Cranberry Almond Overnight Oats Recipe

Cranberry Almond Overnight Oats has a high-calorie, very high-carb, average-fat and high-protein content.

The food contains 72.8g of carbs. The carbohydrate profile of the the food reveals it is average in complex carbs and very high in Simple carbs. Carbs are our primary source of energy but its source should be chosen with utmost care. Complex carbs are a more desirable addition to your diet, where as simple carbs should be consumed in moderation as it is very easily broken down, assimilated and absorbed in the body. Its sugar content is among the bottom 20 percentile. This is for people watching their sugar intake. With 11.2 gms of protein, it is high in protein content, which is an important macronutrient that helps with tissue repair, provides energy and improves immunity.

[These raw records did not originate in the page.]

PR #635, opened 2021-05-03
fix(react): form values onChange and onSubmit

rabelloo:
## Purpose

Fix `Form` to read values properly depending on element attributes.

## Approach

Check for element attributes and resolve value according to each of them.

## Testing

Completely revamped the unit test suite.
Manual testing can be done on the story.

## Risks

None.


josokinas (approved):
This is awesome 👏

PR #662, opened 2021-05-10
build: use tokens (incl. themes) from separate package

josokinas:
## Purpose

Use new `@onfido/castor-tokens` package.

## Approach

Upon `yarn install` integrate Castor Tokens.

This is because we cannot refer to `node_modules` easily on Sass.

## Testing

CI should succeed, Storybook should work as expected.

## Risks

N/A


packages/core/src/helpers/border-radius/border-radius.scss
```diff
@@ -1,10 +1,9 @@
+@use '@onfido/castor-tokens' as tokens;
```
josokinas, line 1: This is an odd one.

Basically, running with `sass-cli` does not find `node_modules` imports if using:

```scss
@use '~@onfido/castor-tokens';
```

Looks like a solution is to use [load paths](https://sass-lang.com/documentation/at-rules/use#load-paths), however then it should not have `~`.

But then using a helper in app fails, e.g. here: https://github.com/onfido/castor/pull/662/checks?check_run_id=2622081236

Not sure yet what to do here TBH.

josokinas:
@rabelloo this is ready for initial review, however I have an issue currently that is breaking so will need to still sort that one out...

packages/core/src/helpers/border-radius/border-radius.scss
rabelloo: afaik that's Parcel 1 that requires the starting `~`, Parcel 2 does not.
Don't remember what Webpack does.

This will be tricky 😬

rabelloo: From our docs, Webpack seems to require the tilde `~` too 🙈

packages/core/src/index.scss
```diff
@@ -1,3 +1,3 @@
+@forward '~@onfido/castor-tokens'; // TODO: remove after Castor and Castor Tokens split BREAKING CHANGE
```
rabelloo, line 1: Is the goal that people import tokens and Color types directly from `castor-tokens` instead?

I don't mind leaving this here permanently, as a re-export.

rabelloo (approved):

packages/core/src/helpers/border-radius/border-radius.scss
josokinas: I've refactored all that part, now I'm integrated the whole `src` upon `yarn install`. So Castor Tokens becomes part of Core source.

packages/core/src/index.scss
josokinas: I would expect this, yes. It would be a breaking change. But needs more thinking here..

docs/colors/tokens.scss
```diff
@@ -1,6 +1,6 @@
-@use '~@onfido/castor';
+@use '~@onfido/castor' as theme;
 
 :export {
-  @include castor.day();
-  @include castor.night();
+  @include theme.day();
+  @include theme.night();
```
rabelloo, line 5: 🤓  [no action required]
Consumers would probably use `@include castor.day` so I don't think it's a big deal to have this import not renamed here.
Just thinking out loud, I don't mind either version.

packages/core/src/helpers/border-radius/border-radius.scss
```diff
@@ -1,10 +1,9 @@
 @use 'sass:list';
-
-$_allowed-sizes: ('small', 'medium', 'large', 'full');
+@use '../../integrated/tokens' as tokens;
```
rabelloo, line 2: 🤔  Would we be able to do `@use '@onfido/castor-tokens';` if we copied the files into `packages/tokens` instead?
That would make it part of the workspace, and we can gitignore the entire folder.
We might only need a `package.json` to name it.

packages/core/src/index.scss
rabelloo: Alright we'll cross that bridge when we get there.
I personally prefer importing all of it from `@onfido/castor`.

packages/core/src/helpers/border-radius/border-radius.scss
josokinas: No, it's the same. On Sass you can't, we cannot predict what setup users have on their side to handle npm packages...

rabelloo: Ah yea forgot about the tilde thing, nvm

PR #698, opened 2021-05-21
refactor: import from package rather than relative path

josokinas:
## Purpose

Keep imports consistent.

## Approach

If import is exported via the package, import directly from it. Otherwise use relative path.

Only imports via relative paths are:
- internal components
- doc stuff
- in case it's a sibling file (e.g. if component has its own utilities)
- React utilities (not exported)

## Testing

Pipeline should be green, Storybook should function as expected.

## Risks

N/A

### DIFF
--- a/packages/core/src/utils/toCSS/toCSS.spec.ts
+++ b/packages/core/src/utils/toCSS/toCSS.spec.ts
@@ -1,9 +1,5 @@
-import { describe, expect, it, jest } from '@jest/globals';
+import { describe, expect, it } from '@jest/globals';
 import { toCSS } from './toCSS';
-
-jest.mock('../../utils', () => ({
-  kebabCase: (s: string) => s.replace(/([a-z])([A-Z])/g, '$1-$2').toLowerCase(),
-}));
 
 describe('toCSS', () => {
   it('should transform a style object correctly to CSS', () => {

Because of its average fat content, it could be suitable option, especially if you're watching your fat intake for health reasons. It's average MUFA and average PUFA. In terms of Polyunsaturated Fat content it is ranked in the bottom 20% of all food items. It is also ranked in the bottom 20 percentile in terms of its Monounsaturated Fat content, which are considered among "good fats".

It has a low density of Sodium, thus making it suitable for a low-sodium diet. Besides other nutrients, it is average in Magnesium, which is an essential micronutrient needed to keep muscle and nerve functioning normal and heart beat rhythmic. It also helps to support a healthy immune system, and keeps bones strong.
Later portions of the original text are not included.